Morning Musings-Garamendi's out and Father Guido Sarducci's in? Actually, Don Novello has a better head on his shoulders than Arianna and has done some political satire. He's way to my left, but he'd be a decent candidate. As for Garamendi, they must have figured that having one credible Democrat was the only way to keep the statehouse, and Cruz is the annointed one. Peter Sean Bradley made the case for Ueberroth in the comment sections here and here. If the media can do in Ahnold, Ueberroth could become the choice of the center, but that's a fairly big if. However, I do think the media is capable of slinging enough mud to drive enough people away to make the race unwinnable for Schwarzenegger. Ignorant question; why are the Brits calling him Arnie? _____ Things might finally start to happen in Liberia-Chucky's hours are number (he says he's leaving tomorrow) and US troops come ashore in modest but significant numbers. It'll get very messy before it's over, but it seems to be the right thing to do. ______ Interesting piece on the Army finally cranking up it's Alabama chemical weapons incinerator made for destroying old 60s-vintage weapons. There isn't a good reason to keep them around if burning them will destroy things. Interesting line at the end of the piece-"One person stood outside the gate holding signs to protest the startup." I think that person would protest if they decided not to destroy them, too.

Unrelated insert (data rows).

PR #302, opened 2026-06-26
refactor(server): consolidate intent-extraction logic into a single module

### LINKED ISSUE #241: refactor(server): consolidate intent-extraction logic into a single module
## Summary

The intent-extraction logic is copy-pasted between the volumes route and the manual smoke script, and the two copies have **already drifted apart** — so the script no longer tests what production actually does.

Three definitions are duplicated:

- `intentKeywordSchema`
- `INTENT_SYSTEM_PROMPT`
- `AI_VOLUME_MULTIPLIER`

in both [`server/src/routes/volumes.js`](https://github.com/ansvisor/ansvisor/blob/main/server/src/routes/volumes.js) and [`server/src/test-volumes.js`](https://github.com/ansvisor/ansvisor/blob/main/server/src/test-volumes.js).

### The drift

| | `routes/volumes.js` (production) | `test-volumes.js` (smoke) |
|---|---|---|
| Prompt | "5 short **HEAD** keywords, 1–3 words (strict)", with worked examples and a "strip modifiers" rule | "5 keyword phrases, **2–5 words each**", no examples |
| Schema `intent` enum | 9 values (includes `other`) | 7 values |
| keyword field | described as a Google head term with measurable volume | undescribed |

Production deliberately asks for short head terms (because Google Ads returns 0 volume for long-tail strings); the smoke script still asks for 2–5 word phrases. The script tests a prompt/schema that production no longer uses.

### Duplication inside the route, too

The same `generateObject({ model, schema: intentKeywordSchema, system: INTENT_SYSTEM_PROMPT, prompt: ... })` call appears twice in `volumes.js` — at `volumes.js:201` and `volumes.js:321` — with identical arguments.

## Suggested fix

Extract a single source of truth, e.g. `server/src/lib/intent-extraction.js`, exporting:

- `intentKeywordSchema`
- `INTENT_SYSTEM_PROMPT`
- `AI_VOLUME_MULTIPLIER`
- a small helper, e.g. `extractIntentKeywords(promptText, model)`, that wraps the shared `generateObject` call and returns `{ intent, keywords }`.

Then:

- `routes/volumes.js` imports from the module and both call sites (lines 201, 321) collapse to one `await extractIntentKeywords(...)`.
- If the smoke script survives (see #240), it imports the same module instead of carrying its own copy — drift becomes impossible.

## Relationship to #240

This overlaps with #240 (move/remove the manual smoke scripts):

- If `test-volumes.js` is **deleted** there, the cross-file duplication disappears and this issue narrows to the in-route dedup (lines 201/321) plus the lib extraction.
- If it is **moved and kept**, this extraction is what lets it import the canonical definitions instead of a drifted copy.

Either way, the production-side extraction stands on its own and is worth doing.

## Type

`refactor` — no behavior change to the volumes endpoint; production keeps its current (head-term) prompt and schema.

gkhngyk:
## Summary

Consolidates the duplicated intent-extraction logic in the volumes routes into a single module.

The schema, system prompt, multiplier, and the `generateObject` call used to extract search intent + 5 Google head keywords were defined inline in `server/src/routes/volumes.js`, and the same `generateObject({ schema, system, prompt })` call appeared twice — in `/analyze` and `/analyze-batch` — with identical arguments.

This PR extracts a single source of truth, `server/src/lib/intent-extraction.js`, exporting:

- `intentKeywordSchema`
- `INTENT_SYSTEM_PROMPT`
- `AI_VOLUME_MULTIPLIER`
- `extractIntentKeywords(promptText, aiModel)` — wraps the shared `generateObject` call and returns `{ intent, keywords }`.

Both call sites in `volumes.js` now collapse to a single `await extractIntentKeywords(...)`, and the now-unused `ai` / `zod` imports are dropped from the route.

> Note: the issue also mentioned cross-file drift with `server/src/test-volumes.js`. That smoke script was already deleted in #256, so the cross-file duplication no longer exists — this PR covers the in-route dedup + the lib extraction, which stands on its own.

No behavior change: production keeps its current head-term prompt and schema.

## Related issue

Closes #241

## Type of change

## Checklist

- [x] Branch follows the naming convention (`refactor/`)
- [x] Server lint passes (`eslint`) on changed files
- [x] Server `prettier --check` passes on changed files
- [x] Server test suite passes (`vitest run` — 93/93)

### DIFF
--- a/server/src/lib/intent-extraction.js
+++ b/server/src/lib/intent-extraction.js
@@ -1,7 +1,8 @@
 import { generateObject } from 'ai';
 import { z } from 'zod';
 
-export const AI_VOLUME_MULTIPLIER = parseFloat(process.env.AI_VOLUME_MULTIPLIER || '0.15');
+const parsedMultiplier = parseFloat(process.env.AI_VOLUME_MULTIPLIER);
+export const AI_VOLUME_MULTIPLIER = Number.isFinite(parsedMultiplier) ? parsedMultiplier : 0.15;
 
 export const intentKeywordSchema = z.object({
   intent: z
--- a/server/src/lib/intent-extraction.js
+++ b/server/src/lib/intent-extraction.js
@@ -1,0 +1,74 @@
+import { generateObject } from 'ai';
+import { z } from 'zod';
+
+export const AI_VOLUME_MULTIPLIER = parseFloat(process.env.AI_VOLUME_MULTIPLIER || '0.15');
+
+export const intentKeywordSchema = z.object({
+  intent: z
+    .enum([
+      'comparison',
+      'how-to',
+      'what-is',
+      'best-top',
+      'vs-review',
+      'recommendation',
+      'problem-solving',
+      'other',
+    ])
+    .describe('The primary search intent behind this prompt'),
+  keywords: z
+    .array(
+      z
+        .string()
+        .describe(
+          'A short Google head term — 1 to 3 words, category-level, measurable Google Ads volume',
+        ),
+    )
+    .length(5)
+    .describe(
+      'Five broad, high-volume Google head terms that capture the category the prompt belongs to',
+    ),
+});
+
+export const INTENT_SYSTEM_PROMPT = `You are a keyword research expert. Given an AI search prompt, you must:
+
+1. Determine the primary search intent (comparison, how-to, what-is, best-top, vs-review, recommendation, or problem-solving).
+2. Generate exactly 5 short HEAD keywords that a user would type into Google when researching the same category.
+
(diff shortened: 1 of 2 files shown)


gkhngyk:
Thanks @Copilot — addressed:

**1. `AI_VOLUME_MULTIPLIER` NaN guard ✅ Fixed** (c2f813c). Now parses then falls back to `0.15` when the value isn't finite, so a non-numeric/empty env var can't poison `estAiVolume` or persisted rows. Verified: `abc` → `0.15`, `0.2` → `0.2`, unset → `0.15`.

**2 & 3. System-prompt wording (missing `other`; "1–3 words strict" vs "never more than 4") — intentionally not changed in this PR.** This prompt was moved **verbatim** from the existing production code; both quirks are pre-existing, not introduced here. This PR is a pure `refactor` whose stated contract is *no behavior change to the volumes endpoints — production keeps its current prompt and schema*. Editing the prompt text would change the LLM's output, which is out of scope. They're fair observations and can be picked up as a separate prompt-tuning change if the team wants to refine extraction behavior.

PR #315, opened 2026-06-28
Show readable region names in the insights filter

### LINKED ISSUE #314: feat(insights): show flags + country names in the Region filter instead of raw codes
## What

The Region filter on [`/dashboard/insights`](https://github.com/ansvisor/ansvisor/blob/main/web/src/app/%5Blocale%5D/(dashboard)/dashboard/insights/page.tsx) shows raw region codes (`US`, `GB`, `DE`, …). Show a **flag + readable country name** next to each option (e.g. `🇺🇸 United States`) so the picker is easier to scan.

## Current state

The select renders the bare code:

```tsx
{availableRegions.map((r) => (
  <SelectItem key={r} value={r}>
    {r}
  </SelectItem>
))}
```

`availableRegions` are ISO 3166-1 alpha-2 codes derived from `prompt_results.region`. The repo already ships a code → full-name map in [`web/src/config/prompt-options.ts`](https://github.com/ansvisor/ansvisor/blob/main/web/src/config/prompt-options.ts) (`REGIONS`: `{ code: 'US', label: 'United States' }`, …).

## Proposed change

1. **Add a tiny region-display helper** (e.g. `web/src/lib/region.ts`):
   - `regionFlag(code)` — derive the flag emoji from the ISO code with no library or asset: map each of the two letters to its regional-indicator symbol (`String.fromCodePoint(0x1f1e6 + (letter.charCodeAt(0) - 65))`).
   - `regionLabel(code)` — full name from `REGIONS`, falling back to the raw code if it isn't in the list.
2. **Use it in the insights Region select** — show `🇺🇸 United States` (or `🇺🇸 US`) in both the dropdown items and the trigger's selected value. Keep `All Regions` as-is.
3. **Reuse the helper anywhere else regions render** for consistency (e.g. any region picker in onboarding / brand settings / prompt add), but the insights filter is the primary target.

## Notes / edge cases

- Codes not present in `REGIONS` or that aren't valid two-letter codes should fall back gracefully (show the code, skip the flag) — don't crash on unexpected values.
- Flag emoji rendering depends on the OS font: most platforms render them, but Windows shows the two letters instead of a flag. Acceptable — the readable country name still makes the option clear. Worth a one-line note in the PR.
- UI-only change; no data, schema, or server changes.

## How to test

1. On `/dashboard/insights`, open the Region filter on a brand that has results in more than one region → each option shows a flag + country name; selecting one shows the same in the trigger.
2. A region code that isn't in `REGIONS` still renders (code only, no crash).
3. `All Regions` and the existing filter behavior are unchanged.

Peter7896:
Closes #314.

This adds a small region display helper backed by the existing `REGIONS` config and uses it in the insights Region filter. Known ISO region codes now render as flag plus country name in both the selected value and menu items, while unknown or invalid values fall back to the raw code.

Validation:
- `node_modules/.bin/vitest.cmd run src/lib/region.test.ts` -> 3 passed
- `node_modules/.bin/tsc.cmd --noEmit`
- `node_modules/.bin/prettier.cmd --check src/**/*.{ts,tsx}`
- `git diff --check`

### DIFF
--- a/web/src/app/[locale]/(dashboard)/dashboard/insights/page.tsx
+++ b/web/src/app/[locale]/(dashboard)/dashboard/insights/page.tsx
@@ -56,6 +56,7 @@ import {
 } from '@/lib/actions/tracking';
 import { getTopics } from '@/lib/actions/topic';
 import { PLATFORM_LABELS } from '@/config/platform-labels';
+import { formatRegionDisplay } from '@/lib/region';
 import type { Topic } from '@/types';
 import { Card, CardContent, CardHeader, CardTitle } from '@/components/ui/card';
 import { Badge } from '@/components/ui/badge';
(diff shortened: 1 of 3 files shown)


gkhngyk:
Merged — thanks for the clean contribution, @Peter7896! 🎉 Nice touch reusing the existing `REGIONS` config and deriving the flags from the ISO codes with no extra dependency, plus the fallback handling and tests. Looking forward to more from you!

PR #339, opened 2026-07-04
Rebrand/optumus cpanel

Joseymras:


gkhngyk:
Thanks for your interest in the project! This PR rebrands the entire codebase from Ansvisor to "Optumus Analytics" (name, URLs, GitHub org, docs, demo credentials, Docker images, MCP/skill names, etc.). That's a downstream/fork-level change — it's specific to running your own branded instance, so it isn't something we can merge into upstream ansvisor/ansvisor.

PR #355, opened 2026-07-06
feat(prompts): paginate High frequency table 10/page with numbered controls (#349)

### LINKED ISSUE #349: feat(prompts): paginate the Query Fan-out "High frequency" table (10 per page)
## Summary

Turn the current Query Fan-out table into a **High frequency** table that pages 10 rows at a time. Today the tab renders every observed sub-query in one long list; on brands with a lot of fan-out that's a wall of rows. It's already sorted by **Times searched** (most-searched first), so paginating at 10/page means page 1 is the 10 highest-frequency sub-queries, page 2 the next 10, and so on, with numbered page controls (1 2 3 4 …).

## What to change

- Frame the existing table on the **Query Fan-out** tab as **High frequency** (heading/label), keeping the default sort by **Times searched** descending.
- Paginate at **10 rows per page** with numbered page navigation.
- Reset to page 1 when the active brand changes and after a successful track (so the flipped/updated list starts from the top).

## Where

- [`web/src/app/[locale]/(dashboard)/dashboard/prompts/_fanout-tab.tsx`](https://github.com/ansvisor/ansvisor/blob/main/web/src/app/%5Blocale%5D/(dashboard)/dashboard/prompts/_fanout-tab.tsx) — the table + a `page` state + a page-controls footer.
- [`web/src/lib/actions/fanout.ts`](https://github.com/ansvisor/ansvisor/blob/main/web/src/lib/actions/fanout.ts) — `getQueryFanout` already returns `subQueries` sorted by `timesSearched` desc, so pagination can be **client-side** (slice the array by page). No action change needed for v1.

## Notes

- Fan-out is sparse (mostly Copilot/Perplexity, per #332), so client-side pagination over the already-sorted array is fine; move to server-side paging only if a brand's list grows large enough to matter.
- Pairs with the sibling "Query Fanouts by Prompts" view (separate issue) — the two are the two lenses of the Query Fan-out tab (a "High frequency" / "By prompt" toggle would let them share the tab).

## How to test

1. On a brand with more than 10 observed sub-queries, `/dashboard/prompts?tab=fanout` shows 10 rows with page controls (1 2 3 4 …); page 1 is the 10 highest **Times searched**.
2. Paging forward/back shows the next/previous 10 in the same sort order.
3. Switching brand or tracking a sub-query resets to page 1.

Maqbool61:
Closes #349

## What changed
All changes are contained in a single file: `_fanout-tab.tsx`.

### 1. Renamed heading
- `CardTitle` text changed from `"Query fan-out"` → `"High frequency"` as specified in the issue.

### 2. Client-side pagination (10/page)
- Added `page` state (`useState(1)`) and a `PAGE_SIZE = 10` constant.
- `data.subQueries` is sliced into `pageRows` using `(page - 1) * PAGE_SIZE` offset before being passed to the table — no server changes needed.

### 3. Numbered page controls
- Rendered below the table when `totalPages > 1`.
- Each page number is a `Button` from the existing shadcn/ui component.
- Active page uses `variant="default"`, others use `variant="ghost"` for clear visual distinction.

### 4. Page reset on brand change
- Added a `useEffect` watching `brandId` that calls `setPage(1)` — ensures switching brands always starts at page 1.

### 5. Page reset after successful track
- `setPage(1)` called inside `handleTrack` immediately after `toast.success` — ensures the user lands back on page 1 after tracking a query.

## What was NOT changed
- No server actions touched (`fanout.ts` unchanged).
- No other files modified.
- Zero new TypeScript errors introduced (verified via `tsc --noEmit` diff before/after).

## Testing
- Load the prompts page with a brand that has >10 fan-out sub-queries → numbered controls appear below the table.
- Click a page number → table updates to show the correct slice.
- Switch brand → page resets to 1.
- Track a query → page resets to 1 after success toast.

### DIFF
--- a/web/src/app/[locale]/(dashboard)/dashboard/prompts/_fanout-tab.tsx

Edfier du Jour-1 Timothy 1:3-7
3 As I urged you upon my departure for Macedonia, remain on at Ephesus so that you may instruct certain men not to teach strange doctrines, 4 nor to pay attention to myths and endless genealogies, which give rise to mere speculation rather than furthering the administration of God which is by faith. 5 But the goal of our instruction is love from a pure heart and a good conscience and a sincere faith. 6 For some men, straying from these things, have turned aside to fruitless discussion, 7 wanting to be teachers of the Law, even though they do not understand either what they are saying or the matters about which they make confident assertions.
There's an old saying about academic specialization; you know more and more about less and less until you know everything about nothing. If we go off on theological tangents, we can forget the basics of a loving God sending a part of Himself to die on the cross for us all. That doesn't mean that understanding the Word's not important; indeed, it is the Sword of the Lord that can help us hack through the day. However, it's OK to be a generalist, as long as you don't start learning nothing about everything. Look at verse 5. What's our equipment? A pure heart, our conscience and our faith. None of those things needs a M. Div. Our youth at Lakeland Vineyard were down in Mexico late last month on a mission trip, and even the biggest "goofball" was being used of the Lord on the trip, not just in raw labor, but in prophetic discernment. Often, it's the children and the newly saved who have the clearest knowledge of the basics, uncluttered by extra baggage. Major on the majors, folks; the most major is love.